Written By Alan Zeichick And Presented By Chuck Leaver
SysSecOps. That’s a new phrase, still not known by lots of IT and security administrators – but it’s being discussed within the market, by experts, and at technical conferences. SysSecOps, or Systems & Security Operations, refers to the practice of bringing together security teams and IT operations teams to be able to ensure the health of enterprise technology – and having the tools to be able to respond most successfully when issues happen.
SysSecOps focuses on taking down the information walls, interrupting the silos, that get between security teams and IT administrators.
IT operations staff exist to ensure that end-users can access applications, and that critical infrastructure is operating 24 × 7. They wish to maximize access and accessibility, and require the data required to do that job – like that a brand-new employee needs to be provisioned, or a disk drive in a RAID array has stopped working, that a brand-new partner needs to be provisioned with access to a secure document repository, or that an Oracle database is ready to be migrated to the cloud. It’s all about innovation to drive business.

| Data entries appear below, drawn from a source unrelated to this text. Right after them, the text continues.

PR #11110, opened 2025-01-23
fix: switch from tsc watch to chokidar

thetutlage:
It was very surprising to find that `tsc` watcher cannot remove compiled files when a source file is deleted. Related issue https://github.com/microsoft/TypeScript/issues/16057

Therefore, we have to get rid of it at the last moment and use a custom watcher via `chokidar` and write the compiled output ourselves.

### DIFF
--- a/packages/core/framework/src/build-tools/compiler.ts
+++ b/packages/core/framework/src/build-tools/compiler.ts
@@ -137,6 +137,17 @@ export class Compiler {
   }
 
   /**
+   * Returns a boolean indicating if a file extension belongs
+   * to a JavaScript or TypeScript file
+   */
+  #isScriptFile(filePath: string) {
+    if (filePath.endsWith(".ts") && !filePath.endsWith(".d.ts")) {
+      return true
+    }
+    return filePath.endsWith(".js")
+  }
+
+  /**
    * Loads the medusa config file and prints the error to
    * the console (in case of any errors). Otherwise, the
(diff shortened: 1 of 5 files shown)


packages/core/framework/src/build-tools/compiler.ts
```diff
@@ -472,54 +451,68 @@ export class Compiler {
    * The "onFileChange" argument can be used to get notified when
    * a file has changed.
    */
-  async developPluginBackend(onFileChange?: () => void) {
-    await this.#ensureDir(this.#pluginsDistFolder, true)
-    await this.#createPluginOptionsFile()
-    const ts = await this.#loadTSCompiler()
+  async developPluginBackend(
+    transformer: (filePath: string) => Promise<string>,
+    onFileChange?: () => void
```
carlos-r-l-rodrigues: should this now pass the "file" and the "action" as arguments to `onFileChange`?

shahednasser (approved):
LGTM

carlos-r-l-rodrigues (approved):

packages/core/framework/src/build-tools/compiler.ts
thetutlage: Yeah, we can do that. But this `onFileChange` action for now doesn't need any info. But it won't hurt to provide this info

adrien2p (approved):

Exact Same Data, Various Use-Cases
While using endpoint and network monitoring details and analytics are clearly customized to fit the diverse requirements of IT and security, it ends up that the underlying raw data is in fact the same. The IT and security teams just are looking at their own domain’s problems and situations – and taking actions based upon those use-cases.
Yet often the IT and security teams need to collaborate. Like provisioning that new business partner: It should touch all the best systems, and be done securely. Or if there is an issue with a remote endpoint, such as a mobile phone or a mechanism on the Industrial Internet of Things, IT and security may have to interact to determine precisely what’s going on. When IT and security share the same data sources, and have access to the very same tools, this job becomes much easier – and thus SysSecOps.
Imagine that an IT administrator spots that a server hard disk is nearing total capacity – and this was not expected. Maybe the network had actually been breached, and the server is now being used to steam pirated films across the Web. It happens, and finding and fixing that issue is a task for both IT and security. The data gathered by endpoint instrumentation, and displayed through a SysSecOps-ready tracking platform, can assist both sides working together more efficiently than would occur with conventional, distinct, IT and security tools.
SysSecOps: It’s a brand-new term, and a new concept, and it’s resonating with both IT and security groups. You can discover more about this in a short nine-minute video, where I talk with a number of industry professionals about this topic: “Exactly what is SysSecOps?”